Begin at the line below that contains "Fixes #120. Allows" and write out every line from there to the end of the entries, exactly.

_Records for the task_.
::::::::

Issue #90, opened 2020-06-03
Animate the TwoDNavierStokes forced-dissipative example


navidcy:
@thdrivas urges us to add a movie showing the evolution of the TwoDNavierStokes forced-dissipative example:

https://fourierflows.github.io/GeophysicalFlowsDocumentation/dev/generated/twodnavierstokes_stochasticforcing/

PR #108, opened 2020-09-11
Separate 2D Navier-Stokes stochastic forcing & budgets examples

navidcy:
- separates 2D Navier-Stokes forced-dissipative example into
  (i) an example that plots a movie of the vorticity field + evolution of energy/entstrophy time series
  (ii) an example that plots the terms of the energy and enstrophy budgets

- adds some comments/clarifications in examples

@BrodiePearson could you have a quick look at this PR?

As soon as the Documentation is built, you should be able to see a preview of how the docs should look like after merging at
https://fourierflows.github.io/GeophysicalFlowsDocumentation/previews/PR108/


navidcy:
This PR closes #90.

examples/barotropicqg_betaforced.jl
```diff
@@ -53,26 +53,27 @@ forcing_wavenumber = 14.0    # the central forcing wavenumber for a spectrum tha
 forcing_bandwidth  = 1.5     # the width of the forcing spectrum 
 ε = 0.001                    # energy input rate by the forcing
 
-gr  = TwoDGrid(nx, Lx)
+gr  = TwoDGrid(n, L)
```
BrodiePearson, line 56: Is this necessary? I noticed the betadecay example doesn't explicitly define the grid, so is there a reason the betaforced example does?

BrodiePearson (approved):

examples/barotropicqg_betaforced.jl
navidcy: Because wave numbers are needed to construct the forcing spectrum below. I know it’s not neat but I can’t think of a better way.

BrodiePearson: Ah I see. The decay example pulls the grid from the initialized problem, but the forced example needs the grid in order to initialize the problem with that spectrum. Thanks!

PR #121, opened 2020-04-23
Fixes #120. Allows another user to run gcm_setup

### LINKED ISSUE #120: Add ability to run setup scripts in another's install directory
With how CMake works, there is no fundamental reason that you couldn't go to the `install/bin` directory of userX and run `gcm_setup` as we maintain that the `install` directory has everything you need. But there are a couple sections in `gcm_setup` (and the other scripts) that when `gcm_setup` is run, write things to the `install/bin` directory as temp files. Well, that's what `mktemp` was made for!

::::::::

_Written solution_.
Fixes #120. Allows another user to run gcm_setup

### LINKED ISSUE #120: Add ability to run setup scripts in another's install directory
With how CMake works, there is no fundamental reason that you couldn't go to the `install/bin` directory of userX and run `gcm_setup` as we maintain that the `install` directory has everything you need. But there are a couple sections in `gcm_setup` (and the other scripts) that when `gcm_setup` is run, write things to the `install/bin` directory as temp files. Well, that's what `mktemp` was made for!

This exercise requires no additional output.